▶ [THE TASK]: Below are entries. Reproduce exactly the lines between the line holding "<var ignore>userInvolvement</var>, (default" and the line holding "step 6, add", inclusive, and only those.

▶ [RECORDS PROVIDED]:
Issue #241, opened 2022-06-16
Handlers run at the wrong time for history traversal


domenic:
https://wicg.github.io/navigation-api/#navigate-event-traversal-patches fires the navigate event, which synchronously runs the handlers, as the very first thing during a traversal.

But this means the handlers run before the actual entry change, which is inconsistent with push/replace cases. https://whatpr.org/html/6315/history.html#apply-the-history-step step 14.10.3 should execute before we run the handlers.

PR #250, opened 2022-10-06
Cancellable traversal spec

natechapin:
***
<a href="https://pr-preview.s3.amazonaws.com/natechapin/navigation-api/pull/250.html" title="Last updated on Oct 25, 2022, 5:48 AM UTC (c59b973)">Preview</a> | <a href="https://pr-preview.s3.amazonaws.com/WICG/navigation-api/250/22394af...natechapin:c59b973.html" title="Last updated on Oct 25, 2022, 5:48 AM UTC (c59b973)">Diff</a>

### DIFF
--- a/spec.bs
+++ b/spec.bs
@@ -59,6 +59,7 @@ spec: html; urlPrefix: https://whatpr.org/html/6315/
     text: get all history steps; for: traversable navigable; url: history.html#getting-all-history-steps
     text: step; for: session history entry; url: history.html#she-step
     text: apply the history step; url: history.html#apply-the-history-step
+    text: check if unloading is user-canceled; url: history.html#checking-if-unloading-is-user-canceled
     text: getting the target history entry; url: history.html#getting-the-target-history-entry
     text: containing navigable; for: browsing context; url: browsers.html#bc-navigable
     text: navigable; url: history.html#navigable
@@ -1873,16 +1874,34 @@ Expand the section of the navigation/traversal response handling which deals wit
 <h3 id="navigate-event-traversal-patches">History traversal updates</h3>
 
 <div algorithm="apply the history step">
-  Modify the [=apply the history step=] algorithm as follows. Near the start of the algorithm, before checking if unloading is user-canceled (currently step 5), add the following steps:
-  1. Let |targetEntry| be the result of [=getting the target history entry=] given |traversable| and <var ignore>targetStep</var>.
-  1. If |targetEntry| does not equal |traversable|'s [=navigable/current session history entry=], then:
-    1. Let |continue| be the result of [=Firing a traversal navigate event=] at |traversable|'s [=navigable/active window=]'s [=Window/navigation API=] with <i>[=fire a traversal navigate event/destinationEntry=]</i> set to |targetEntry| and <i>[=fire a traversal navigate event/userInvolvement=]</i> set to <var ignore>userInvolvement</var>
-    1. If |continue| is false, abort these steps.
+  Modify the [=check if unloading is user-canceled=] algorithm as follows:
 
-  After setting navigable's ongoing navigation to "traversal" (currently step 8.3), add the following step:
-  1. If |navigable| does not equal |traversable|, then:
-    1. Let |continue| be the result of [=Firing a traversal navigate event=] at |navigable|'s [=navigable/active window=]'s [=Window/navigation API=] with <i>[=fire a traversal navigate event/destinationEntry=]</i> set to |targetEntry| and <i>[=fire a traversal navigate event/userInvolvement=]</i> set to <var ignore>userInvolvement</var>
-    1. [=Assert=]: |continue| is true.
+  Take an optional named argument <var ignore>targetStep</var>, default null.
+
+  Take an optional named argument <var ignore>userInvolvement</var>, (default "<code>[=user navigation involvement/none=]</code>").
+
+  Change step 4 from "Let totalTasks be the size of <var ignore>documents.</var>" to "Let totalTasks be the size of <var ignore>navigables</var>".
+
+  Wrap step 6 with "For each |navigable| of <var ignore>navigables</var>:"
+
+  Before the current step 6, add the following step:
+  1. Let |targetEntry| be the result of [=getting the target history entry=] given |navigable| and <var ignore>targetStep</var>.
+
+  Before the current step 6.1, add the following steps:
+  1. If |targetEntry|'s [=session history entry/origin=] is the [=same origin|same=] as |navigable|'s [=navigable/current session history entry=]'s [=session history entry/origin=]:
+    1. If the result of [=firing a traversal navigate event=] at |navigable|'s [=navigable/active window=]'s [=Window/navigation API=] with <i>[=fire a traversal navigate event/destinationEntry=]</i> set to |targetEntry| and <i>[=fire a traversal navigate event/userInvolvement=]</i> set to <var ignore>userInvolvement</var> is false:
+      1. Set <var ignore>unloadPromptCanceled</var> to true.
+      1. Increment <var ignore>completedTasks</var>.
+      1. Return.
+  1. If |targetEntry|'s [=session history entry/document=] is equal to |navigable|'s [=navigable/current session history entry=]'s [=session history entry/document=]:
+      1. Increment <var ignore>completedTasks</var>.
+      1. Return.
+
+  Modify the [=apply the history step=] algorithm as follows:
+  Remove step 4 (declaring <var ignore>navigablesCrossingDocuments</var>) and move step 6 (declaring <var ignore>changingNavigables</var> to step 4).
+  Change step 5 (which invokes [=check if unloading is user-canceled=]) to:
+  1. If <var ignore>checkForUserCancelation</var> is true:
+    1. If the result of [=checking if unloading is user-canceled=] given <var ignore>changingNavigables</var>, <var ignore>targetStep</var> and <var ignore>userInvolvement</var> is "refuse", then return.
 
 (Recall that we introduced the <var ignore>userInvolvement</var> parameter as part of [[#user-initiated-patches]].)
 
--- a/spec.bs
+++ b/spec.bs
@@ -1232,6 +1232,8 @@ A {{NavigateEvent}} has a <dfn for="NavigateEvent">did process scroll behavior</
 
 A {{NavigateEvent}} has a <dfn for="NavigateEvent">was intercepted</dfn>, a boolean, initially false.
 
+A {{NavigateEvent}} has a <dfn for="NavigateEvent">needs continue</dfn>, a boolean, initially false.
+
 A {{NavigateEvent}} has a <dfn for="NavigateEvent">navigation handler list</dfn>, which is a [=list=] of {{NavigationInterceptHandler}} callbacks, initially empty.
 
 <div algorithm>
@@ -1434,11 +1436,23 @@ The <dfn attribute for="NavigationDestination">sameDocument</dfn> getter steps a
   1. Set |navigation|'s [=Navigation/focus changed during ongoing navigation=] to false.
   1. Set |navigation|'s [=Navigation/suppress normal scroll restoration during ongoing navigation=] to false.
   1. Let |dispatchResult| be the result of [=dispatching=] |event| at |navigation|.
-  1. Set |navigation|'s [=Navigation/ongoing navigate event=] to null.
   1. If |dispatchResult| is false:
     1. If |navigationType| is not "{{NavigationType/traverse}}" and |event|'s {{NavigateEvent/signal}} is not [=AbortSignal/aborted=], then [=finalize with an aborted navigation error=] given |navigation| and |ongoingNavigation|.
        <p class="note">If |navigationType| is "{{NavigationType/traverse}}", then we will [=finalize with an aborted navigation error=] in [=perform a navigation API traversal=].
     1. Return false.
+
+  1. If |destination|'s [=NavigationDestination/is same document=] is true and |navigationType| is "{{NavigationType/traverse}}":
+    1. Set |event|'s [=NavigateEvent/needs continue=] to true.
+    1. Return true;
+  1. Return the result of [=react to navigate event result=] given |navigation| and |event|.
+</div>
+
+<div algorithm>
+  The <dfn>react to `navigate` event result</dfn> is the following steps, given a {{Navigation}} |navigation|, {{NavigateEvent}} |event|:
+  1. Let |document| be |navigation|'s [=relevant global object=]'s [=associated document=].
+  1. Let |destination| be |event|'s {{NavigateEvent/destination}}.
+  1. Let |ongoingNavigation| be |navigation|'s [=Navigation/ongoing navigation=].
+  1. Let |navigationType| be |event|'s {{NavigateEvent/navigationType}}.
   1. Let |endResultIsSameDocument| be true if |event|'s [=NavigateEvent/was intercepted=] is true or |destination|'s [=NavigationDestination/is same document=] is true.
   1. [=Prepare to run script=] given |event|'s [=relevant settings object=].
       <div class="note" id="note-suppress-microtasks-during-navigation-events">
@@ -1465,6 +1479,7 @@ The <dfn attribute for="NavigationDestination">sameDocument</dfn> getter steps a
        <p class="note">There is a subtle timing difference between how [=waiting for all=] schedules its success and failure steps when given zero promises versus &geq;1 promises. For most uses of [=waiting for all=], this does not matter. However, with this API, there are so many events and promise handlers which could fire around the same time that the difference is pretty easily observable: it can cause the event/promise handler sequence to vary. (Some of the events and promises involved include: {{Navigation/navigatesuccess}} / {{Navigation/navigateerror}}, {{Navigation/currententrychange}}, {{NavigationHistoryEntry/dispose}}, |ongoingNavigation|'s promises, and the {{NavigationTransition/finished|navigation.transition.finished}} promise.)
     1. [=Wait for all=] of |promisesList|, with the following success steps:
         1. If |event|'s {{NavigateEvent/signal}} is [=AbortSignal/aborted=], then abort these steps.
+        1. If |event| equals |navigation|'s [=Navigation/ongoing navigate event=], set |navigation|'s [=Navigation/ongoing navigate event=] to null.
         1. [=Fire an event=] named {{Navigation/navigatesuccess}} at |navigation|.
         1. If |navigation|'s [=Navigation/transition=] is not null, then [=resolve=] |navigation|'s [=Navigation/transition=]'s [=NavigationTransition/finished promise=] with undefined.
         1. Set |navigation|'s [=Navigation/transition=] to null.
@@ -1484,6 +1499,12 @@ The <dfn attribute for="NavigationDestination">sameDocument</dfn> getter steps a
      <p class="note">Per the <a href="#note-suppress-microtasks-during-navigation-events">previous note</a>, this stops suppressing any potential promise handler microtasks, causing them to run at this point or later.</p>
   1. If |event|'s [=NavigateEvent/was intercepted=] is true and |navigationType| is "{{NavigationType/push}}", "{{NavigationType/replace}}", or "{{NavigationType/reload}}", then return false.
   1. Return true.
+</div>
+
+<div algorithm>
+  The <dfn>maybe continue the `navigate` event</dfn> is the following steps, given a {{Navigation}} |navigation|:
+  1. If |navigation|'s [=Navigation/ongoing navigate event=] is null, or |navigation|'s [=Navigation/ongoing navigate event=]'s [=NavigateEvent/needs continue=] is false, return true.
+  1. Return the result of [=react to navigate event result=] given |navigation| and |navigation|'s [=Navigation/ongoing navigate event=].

▶ [REPLY TO THE TASK]:
+  Take an optional named argument <var ignore>userInvolvement</var>, (default "<code>[=user navigation involvement/none=]</code>").
+
+  Change step 4 from "Let totalTasks be the size of <var ignore>documents.</var>" to "Let totalTasks be the size of <var ignore>navigables</var>".
+
+  Wrap step 6 with "For each |navigable| of <var ignore>navigables</var>:"
+
+  Before the current step 6, add the following step:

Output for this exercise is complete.